BIKE TRIP
I am soon to embark on an adventure by bicycle. I'm at the store doing some major shopping. I need to stock up on provisions for my trip. I'm standing in the candy aisle a quivering mass of indecision. There are bins and boxes and racks of the stuff, extending to the horizon, all blindingly wrapped in bright primary colors like code. Purple means grape. Nothing is really lime anymore; green signifies sour apple. I am overwhelmed by choices, or rather the choices overwhelm me, disguising and hiding as they do all the true items I desire. I simply cannot find all of exactly what I want. At last I spy the mottled red gumballs. The sight incites a burst of flavor in my brain, a vast tongueful of memory from my previous trip flooding over me. The locks open and saliva roils about my mouth. I have to swallow and swallow to avoid drowning. I pick one up, closing it in my palm to muffle the cellophane crackling. After some surreptitious glancings around me up and down the aisle, I squeeze the gumball from its covering, intent on sneaking a verifying taste. I have to be certain before I buy a bagful. I could be content with cinnamon or red-hot, but what if it was awful strawberry, or by some chaotic flaw watermelon? Such tragedies must be avoided. The first wash of wild cherry brings me to scrumptious tears. If this initial taste of good fortune is any herald, I am soon to be the wealthiest man imaginable.
I'm going to ride my bike to New York City! I am to set off first thing in the morning. It'll be a two-day trek. That's a given, an understanding born of experience. The calculations whirl past me madly, unregistered, barely making any indentation--400 miles each day, wow!
I am through with the store and out by the street. I've finished with my purchases though I don't remember buying a thing. Indeed I hold no bag, but apparently I am ready. I stand across the vast parking lot, on the sidewalk. Curiously, my steed is beside me, upright and held steady by my hands. Where did it come from? I wonder. I bought a bicycle once, and had several good years of usage from it before it was stolen. But that was ages ago. More recently I had another entrusted to my care, but I abandoned it in a garage hundreds of miles away the last time I moved. I look at the awkward, distinctive saddle. Why, bless its heart, it must have followed me! Just like lost pets of lore. I pat the seat, nearly weeping in the presence of such unearned loyalty.
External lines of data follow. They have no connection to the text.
Issue #8958, opened 2022-08-24
Adapt to Elastic Agent v2 spec and libbeat changes


simitt:
Elastic Agent switches to the v2 spec in `8.5` and most likely removes support for v1. Libbeat is updated accordingly (https://github.com/elastic/beats/pull/32673). 

APM Server needs to align with these changes to ensure it keeps working with the Elastic Agent in `8.5`. See https://github.com/elastic/beats/pull/32673 for more detailed information on any required changes. 

This is time critical once the changes are merged into libbeat and Elastic Agent, to not break development images and automated test setups. 

@cmacknz @blakerouse please notify here when changes need to be applied.

cmacknz:
The agent [feature-arch-v2](https://github.com/elastic/elastic-agent/tree/feature-arch-v2) branch is ready for testing with APM server now. 

You will need likely the libbeat version from https://github.com/elastic/beats/pull/32673 to get the new protocol client. It has been tested with Filebeat, Metricbeat, and Osquerybeat so far.

The changes on your side should hopefully be small. Let us know if you encounter any unexpected issues.

simitt:
The switch to Elastic Agent v2 architecture is delayed. Changing the labels on this accordingly.

axw:
Closed by https://github.com/elastic/apm-server/pull/9544

PR #9544, opened 2022-11-11
Adapt to Elastic Agent v2 protocol changes

axw:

I'm casting a foot over the bar in exhilaration. I don't so much ride it as walk it along between my legs like a hobbyhorse. The back tire is still as worn, indeed flat, as I remember. Which I never got around to replacing because of the chain and all those bothersome gears: the wheel didn't--snap--unclip and roll off like the front one. Because it was always easier to just visit the Free Air hose (with built in gauge) at the corner pumps if I was in the larkish mood for an hour or two's ride.
The day has descended to that satisfying hour when the sun has dropped but the light is still bright, the world incrementally shading through the purples and blues to black. I decide, the roundness of the rim be damned! Placing feet on pedals I push off and ride slowly, waveringly along the sidewalk. Just then a friend who knows of my plans approaches. I apply the brakes, which squeal me gently to a jaunty stance. I keep a foot on the upraised pedal, the other standing me on the pavement, that leg locked stiff as any kickstand.
"You'll be wanting to replace those brake shoes before you leave," he intones, "and get them tightened up. Not to mention the tire," he says, fingering the top of the flaccid black circle.
I'm in luck! There's a bicycle shop just down the street. And I know they keep evening hours. Despite my impoverishment, I'm certain my account will cover the amount of the check. With a little understanding. The brakes really are necessary, I realize, though as I recall I can't recall; the slope down to the coast perhaps transpires in some sort of vast elevator.
I am mulling that over when I panic at the thought that I made that earlier trip dozens of years ago. I was so much younger then, and fitter, for back then was when I covered vast tracts as a matter of daily fact on my original bicycle. I recover, laughing in valiant bluff: I did it before--I can do it again!
I'm thinking, odiously, of all the twisting, twining, creeping grades on the western side. That, I think distinctly, is where you wear through brake pads like pencil erasers correcting a badly done drawing executed on stucco. And that's when it hits me.
I am suddenly remembering in full. The steep sweep off the mountains to the central plains. My stomach plummets. The other time I rode that route, I was riding the other way, inland. And it was all mostly downhill!